--- What to do ---
Within the records below is a range that opens at the line with "So we don't end up with too many java files?" and closes at the line with "so I am OK to". Return that range word for word, both ends included, and only that range.

- Opening Delimiter -

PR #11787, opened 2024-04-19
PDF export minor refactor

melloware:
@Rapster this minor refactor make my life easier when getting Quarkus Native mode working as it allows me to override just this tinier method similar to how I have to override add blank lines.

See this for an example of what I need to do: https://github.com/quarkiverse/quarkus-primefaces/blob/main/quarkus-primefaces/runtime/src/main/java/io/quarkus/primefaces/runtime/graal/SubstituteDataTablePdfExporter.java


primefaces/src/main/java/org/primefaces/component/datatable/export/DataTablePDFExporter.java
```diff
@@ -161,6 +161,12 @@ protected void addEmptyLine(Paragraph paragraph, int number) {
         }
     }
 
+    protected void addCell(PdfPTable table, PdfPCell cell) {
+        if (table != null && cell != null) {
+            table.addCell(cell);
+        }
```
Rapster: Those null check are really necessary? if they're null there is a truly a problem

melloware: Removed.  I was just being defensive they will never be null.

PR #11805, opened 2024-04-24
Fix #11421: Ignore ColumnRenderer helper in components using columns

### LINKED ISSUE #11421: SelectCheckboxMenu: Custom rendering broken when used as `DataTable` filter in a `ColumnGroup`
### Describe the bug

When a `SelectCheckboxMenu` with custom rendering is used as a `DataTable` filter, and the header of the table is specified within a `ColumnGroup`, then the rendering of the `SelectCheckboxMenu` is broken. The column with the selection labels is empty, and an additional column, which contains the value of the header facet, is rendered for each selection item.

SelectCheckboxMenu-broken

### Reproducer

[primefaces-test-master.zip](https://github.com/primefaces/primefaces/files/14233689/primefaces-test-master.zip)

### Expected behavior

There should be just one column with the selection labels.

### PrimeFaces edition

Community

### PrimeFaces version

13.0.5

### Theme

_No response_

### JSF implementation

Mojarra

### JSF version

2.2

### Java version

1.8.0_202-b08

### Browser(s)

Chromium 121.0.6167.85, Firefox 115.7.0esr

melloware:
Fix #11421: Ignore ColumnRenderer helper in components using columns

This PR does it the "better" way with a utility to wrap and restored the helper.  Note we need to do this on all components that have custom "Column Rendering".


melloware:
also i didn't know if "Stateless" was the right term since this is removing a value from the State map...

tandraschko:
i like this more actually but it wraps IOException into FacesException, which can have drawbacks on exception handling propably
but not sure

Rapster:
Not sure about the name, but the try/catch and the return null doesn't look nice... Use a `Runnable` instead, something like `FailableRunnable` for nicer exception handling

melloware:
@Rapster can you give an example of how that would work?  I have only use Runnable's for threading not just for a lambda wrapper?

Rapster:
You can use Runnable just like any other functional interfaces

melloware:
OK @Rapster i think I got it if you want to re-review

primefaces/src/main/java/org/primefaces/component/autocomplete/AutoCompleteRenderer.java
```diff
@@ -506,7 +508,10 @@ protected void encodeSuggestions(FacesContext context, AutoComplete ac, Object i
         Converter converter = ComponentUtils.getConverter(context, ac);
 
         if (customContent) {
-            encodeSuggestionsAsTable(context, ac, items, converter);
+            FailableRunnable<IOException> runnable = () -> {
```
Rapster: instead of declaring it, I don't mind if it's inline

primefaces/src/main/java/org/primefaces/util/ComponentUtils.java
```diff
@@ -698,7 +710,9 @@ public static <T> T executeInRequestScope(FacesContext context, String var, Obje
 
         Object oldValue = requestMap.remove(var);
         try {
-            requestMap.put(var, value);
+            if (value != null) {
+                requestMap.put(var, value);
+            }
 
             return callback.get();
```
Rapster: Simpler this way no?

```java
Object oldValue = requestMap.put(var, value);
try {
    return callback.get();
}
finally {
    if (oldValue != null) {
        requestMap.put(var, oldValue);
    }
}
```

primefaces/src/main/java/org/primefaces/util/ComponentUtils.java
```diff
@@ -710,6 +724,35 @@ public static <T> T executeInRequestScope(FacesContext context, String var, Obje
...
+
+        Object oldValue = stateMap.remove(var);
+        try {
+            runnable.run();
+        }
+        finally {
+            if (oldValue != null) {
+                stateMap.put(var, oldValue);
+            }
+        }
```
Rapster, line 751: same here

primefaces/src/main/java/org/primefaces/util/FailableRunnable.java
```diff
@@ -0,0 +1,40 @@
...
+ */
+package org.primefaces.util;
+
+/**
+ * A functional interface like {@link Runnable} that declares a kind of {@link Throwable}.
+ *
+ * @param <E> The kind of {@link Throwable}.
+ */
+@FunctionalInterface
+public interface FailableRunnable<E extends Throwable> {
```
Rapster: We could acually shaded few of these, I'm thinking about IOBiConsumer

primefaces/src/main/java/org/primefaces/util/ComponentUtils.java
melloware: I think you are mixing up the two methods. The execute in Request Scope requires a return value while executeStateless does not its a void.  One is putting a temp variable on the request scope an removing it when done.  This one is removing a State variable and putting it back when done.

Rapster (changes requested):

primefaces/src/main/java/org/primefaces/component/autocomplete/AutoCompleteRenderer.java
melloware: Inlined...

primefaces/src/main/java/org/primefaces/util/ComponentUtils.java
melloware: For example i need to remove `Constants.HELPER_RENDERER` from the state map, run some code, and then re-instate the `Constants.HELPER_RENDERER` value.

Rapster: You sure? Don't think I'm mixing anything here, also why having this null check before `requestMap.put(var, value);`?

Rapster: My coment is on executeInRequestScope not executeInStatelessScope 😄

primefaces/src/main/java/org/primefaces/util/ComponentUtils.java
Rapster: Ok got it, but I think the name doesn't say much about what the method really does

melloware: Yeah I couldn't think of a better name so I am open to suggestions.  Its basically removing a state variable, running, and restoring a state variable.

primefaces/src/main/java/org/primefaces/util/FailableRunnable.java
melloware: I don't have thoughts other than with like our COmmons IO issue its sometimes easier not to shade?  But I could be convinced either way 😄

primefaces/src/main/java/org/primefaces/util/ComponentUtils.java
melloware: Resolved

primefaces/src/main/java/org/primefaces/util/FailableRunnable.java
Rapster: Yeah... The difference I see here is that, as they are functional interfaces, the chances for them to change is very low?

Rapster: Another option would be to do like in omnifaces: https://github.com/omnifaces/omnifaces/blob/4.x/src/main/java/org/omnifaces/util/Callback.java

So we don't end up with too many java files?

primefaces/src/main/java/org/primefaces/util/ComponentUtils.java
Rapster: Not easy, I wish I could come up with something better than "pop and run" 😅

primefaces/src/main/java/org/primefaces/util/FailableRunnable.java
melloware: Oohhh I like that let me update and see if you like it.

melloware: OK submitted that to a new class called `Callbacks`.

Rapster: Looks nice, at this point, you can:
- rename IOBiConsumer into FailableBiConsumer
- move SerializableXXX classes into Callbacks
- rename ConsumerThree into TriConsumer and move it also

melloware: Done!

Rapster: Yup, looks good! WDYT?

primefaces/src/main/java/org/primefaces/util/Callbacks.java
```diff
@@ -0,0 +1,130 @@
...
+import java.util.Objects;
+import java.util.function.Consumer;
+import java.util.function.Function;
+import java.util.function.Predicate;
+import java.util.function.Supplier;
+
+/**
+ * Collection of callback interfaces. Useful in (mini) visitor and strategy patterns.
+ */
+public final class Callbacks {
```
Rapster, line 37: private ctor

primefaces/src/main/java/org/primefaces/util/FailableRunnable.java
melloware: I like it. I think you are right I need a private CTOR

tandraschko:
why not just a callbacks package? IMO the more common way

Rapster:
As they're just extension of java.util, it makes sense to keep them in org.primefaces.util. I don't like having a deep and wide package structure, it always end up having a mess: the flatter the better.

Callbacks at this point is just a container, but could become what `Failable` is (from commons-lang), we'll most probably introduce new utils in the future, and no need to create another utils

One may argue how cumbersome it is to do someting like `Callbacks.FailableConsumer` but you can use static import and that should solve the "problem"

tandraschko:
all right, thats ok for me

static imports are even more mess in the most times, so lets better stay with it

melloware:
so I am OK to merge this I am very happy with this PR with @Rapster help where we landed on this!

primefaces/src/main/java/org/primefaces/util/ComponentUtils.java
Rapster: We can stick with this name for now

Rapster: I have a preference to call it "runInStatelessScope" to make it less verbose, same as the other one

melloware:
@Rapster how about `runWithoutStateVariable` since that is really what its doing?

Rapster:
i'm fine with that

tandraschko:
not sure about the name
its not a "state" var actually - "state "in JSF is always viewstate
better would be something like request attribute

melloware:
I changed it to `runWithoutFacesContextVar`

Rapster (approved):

- Closing Delimiter -

--- Output ---
So we don't end up with too many java files?

primefaces/src/main/java/org/primefaces/util/ComponentUtils.java
Rapster: Not easy, I wish I could come up with something better than "pop and run" 😅

primefaces/src/main/java/org/primefaces/util/FailableRunnable.java
melloware: Oohhh I like that let me update and see if you like it.

melloware: OK submitted that to a new class called `Callbacks`.

Rapster: Looks nice, at this point, you can:
- rename IOBiConsumer into FailableBiConsumer
- move SerializableXXX classes into Callbacks
- rename ConsumerThree into TriConsumer and move it also

melloware: Done!

Rapster: Yup, looks good! WDYT?

primefaces/src/main/java/org/primefaces/util/Callbacks.java
```diff
@@ -0,0 +1,130 @@
...
+import java.util.Objects;
+import java.util.function.Consumer;
+import java.util.function.Function;
+import java.util.function.Predicate;
+import java.util.function.Supplier;
+
+/**
+ * Collection of callback interfaces. Useful in (mini) visitor and strategy patterns.
+ */
+public final class Callbacks {
```
Rapster, line 37: private ctor

primefaces/src/main/java/org/primefaces/util/FailableRunnable.java
melloware: I like it. I think you are right I need a private CTOR

tandraschko:
why not just a callbacks package? IMO the more common way

Rapster:
As they're just extension of java.util, it makes sense to keep them in org.primefaces.util. I don't like having a deep and wide package structure, it always end up having a mess: the flatter the better.

Callbacks at this point is just a container, but could become what `Failable` is (from commons-lang), we'll most probably introduce new utils in the future, and no need to create another utils

One may argue how cumbersome it is to do someting like `Callbacks.FailableConsumer` but you can use static import and that should solve the "problem"

tandraschko:
all right, thats ok for me

static imports are even more mess in the most times, so lets better stay with it

melloware:
so I am OK to merge this I am very happy with this PR with @Rapster help where we landed on this!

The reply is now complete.